* **Exercise input**:
■ ■ ■

PR #8397, opened 2023-02-21
[Meta] Remove css config setting and rowsPerPage

driusan:
This removes the `css` config setting (which has the ability to point to a different file than main.css but in practice is never edited because everything in LORIS would break without main.css loaded) and rowsPerPage (which is no longer supported because it's not honoured by our React menu filters.)

### DIFF
--- a/php/libraries/NDB_Menu_Filter.class.inc
+++ b/php/libraries/NDB_Menu_Filter.class.inc
@@ -457,7 +457,7 @@ class NDB_Menu_Filter extends NDB_Menu
         }
 
         $config         =& NDB_Config::singleton();
-        $resultsPerPage = $config->getSetting('rowsPerPage');
+        $resultsPerPage = 25;
         $limit          = " LIMIT $resultsPerPage"
                           ." OFFSET " . (($pageNum-1)*$resultsPerPage);
         $result         = $DB->pselect($query . $limit, $qparams);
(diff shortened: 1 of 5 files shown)


php/libraries/NDB_Menu_Filter.class.inc
```diff
@@ -551,14 +550,11 @@ class NDB_Menu_Filter extends NDB_Menu
      */
     function _setDataTable()
     {
-        // create instance of config object
-        $config =& NDB_Config::singleton();
-        // configure the page pagination
-        $rowsPerPage = $config->getSetting('rowsPerPage');
+        $rowsPerPage = 25;
```
KLaFleur, line 553: Is this still being used? Is there a reason to leave $rowsPerPage in a hard coded state?

driusan: The class is still being used because DataFrameworkMenu extends it and it's possible that some projects have modules using it so it can't be completely removed yet, but all our menus have been re-done in react with the DataFrameworkMenu.

ridz1208: @driusan should we sxplicitely deprecate it? at least to see how many places it's used ?

driusan: maybe next release? I don't think there's any rush, it's going to take some work to find out how interwoven DataFrameworkMenu is to NDB_Menu_Filter before we can sever that tie and deprecate it. This PR is just removing the (now unused) rowsPerPage config.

■ ■ ■

* **How to complete this task**:
In full and exactly as written, repeat the data.

* **Response**:
PR #8397, opened 2023-02-21
[Meta] Remove css config setting and rowsPerPage

driusan:
This removes the `css` config setting (which has the ability to point to a different file than main.css but in practice is never edited because everything in LORIS would break without main.css loaded) and rowsPerPage (which is no longer supported because it's not honoured by our React menu filters.)

### DIFF
--- a/php/libraries/NDB_Menu_Filter.class.inc
+++ b/php/libraries/NDB_Menu_Filter.class.inc
@@ -457,7 +457,7 @@ class NDB_Menu_Filter extends NDB_Menu
         }
 
         $config         =& NDB_Config::singleton();
-        $resultsPerPage = $config->getSetting('rowsPerPage');
+        $resultsPerPage = 25;
         $limit          = " LIMIT $resultsPerPage"
                           ." OFFSET " . (($pageNum-1)*$resultsPerPage);
         $result         = $DB->pselect($query . $limit, $qparams);
(diff shortened: 1 of 5 files shown)


php/libraries/NDB_Menu_Filter.class.inc
```diff
@@ -551,14 +550,11 @@ class NDB_Menu_Filter extends NDB_Menu
      */
     function _setDataTable()
     {
-        // create instance of config object
-        $config =& NDB_Config::singleton();
-        // configure the page pagination
-        $rowsPerPage = $config->getSetting('rowsPerPage');
+        $rowsPerPage = 25;
```
KLaFleur, line 553: Is this still being used? Is there a reason to leave $rowsPerPage in a hard coded state?

driusan: The class is still being used because DataFrameworkMenu extends it and it's possible that some projects have modules using it so it can't be completely removed yet, but all our menus have been re-done in react with the DataFrameworkMenu.

ridz1208: @driusan should we sxplicitely deprecate it? at least to see how many places it's used ?

driusan: maybe next release? I don't think there's any rush, it's going to take some work to find out how interwoven DataFrameworkMenu is to NDB_Menu_Filter before we can sever that tie and deprecate it. This PR is just removing the (now unused) rowsPerPage config.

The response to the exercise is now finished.